# [H] <HASS> Arthas-DE, PvE 7/8 HC, 1/8 Myth



## Nrl (9. Oktober 2018)

Hallo,

Die Gilde *<HASS> Arthas-DE  7/8 HC, 1/8 Myth*, sucht für Uldir HC/Myth progress und m+ noch weitere Mitspieler ab 18 Jahren. Aktuell suchen wir verstärkt Healer und DD für unseren Raid, würden uns jedoch auch über 1-2 weitere Tanks für m+ freuen.

_*Über uns:*_

*Raidzeiten*

*Mo*/*Mi* *19:30-23:00*.

*Wer sind wir ?*

Der Kern der Gilde kennt sich schon seit langer Zeit, ingame sowie zum Teil auch im RL.  Zu BFA haben wir beschlossen alle gemeinsam wieder durchzustarten inkl. Gilde und Raid. Wir haben Spaß zusammen und es wird sehr viel gelacht, trotzdem haben wir ein gewisses Niveau/einen gewissen Anspruch vor Augen den, wir im Spiel halten/erreichen wollen.
Unser durchschnittliches Alter liegt so zwischen 25-30 Jahren.
Uns geht es darum, den Spagat zwischen Raidprogress und familiärer Atmosphäre zu meistern.
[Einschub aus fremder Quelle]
PR #3223, opened 2020-03-18
Use `PlaceholderIds` in `Actions` and `Plans` (instead of full `Placeholders`)

Jasopaum:
Introduce a class that could be used as id instead of the current string | int.

The rationale behind that was to disambiguate id and string | int in messages and actions.
For instance, we could have only placeholder ids (as ObjectIds) in Plan's actions instead of the whole placeholders and we wouldn't take them for string or integers.


syft/execution/placeholder.py
```diff
@@ -97,14 +102,7 @@ def detail(worker: AbstractWorker, tensor_tuple: tuple) -> "PlaceHolder":
...
 
-        if not hasattr(worker, "_tmp_placeholders"):
-            worker._tmp_placeholders = {}
-
-        if tensor_id not in worker._tmp_placeholders:
-            tensor = PlaceHolder(owner=worker, id=tensor_id, tags=tags, description=description)
-            worker._tmp_placeholders[tensor_id] = tensor
-
-        return worker._tmp_placeholders[tensor_id]
+        return PlaceHolder(owner=worker, id=tensor_id, tags=tags, description=description)
```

Denn, sind wir mal ehrlich, am meisten Spaß macht das Raiden doch, wenn man miteinander lachen, sich ärgern und sich freuen kann und alle Hochs und Tiefs gemeinsam erlebt und sich weiter voran arbeitet.

*Wen suchen wir ?*

Die meisten unserer Mitglieder spielen WoW schon relativ lange. Wir setzen daher eine gewisse Wow/Rollenspielerfahrung vorraus, sind jedoch auch bereit nicht ganz so erfahrenen Spielern eine Chance zu geben sofern sie lernwillig sind. Wie bereits geschrieben beträgt das Mindestalter 18 Jahre.
TS 3 ist erforderlich, und falls der Encounter es verlangt ein funktionierendes Mikrofon von Vorteil.

*Kontakt*

Stan#2840

Josh#2215
 

SONOFSAM069#2753


----------



## Patiekrice (12. Oktober 2018)

Voll der einladende Name


----------



## Nrl (14. Oktober 2018)

Extra für dich <3


----------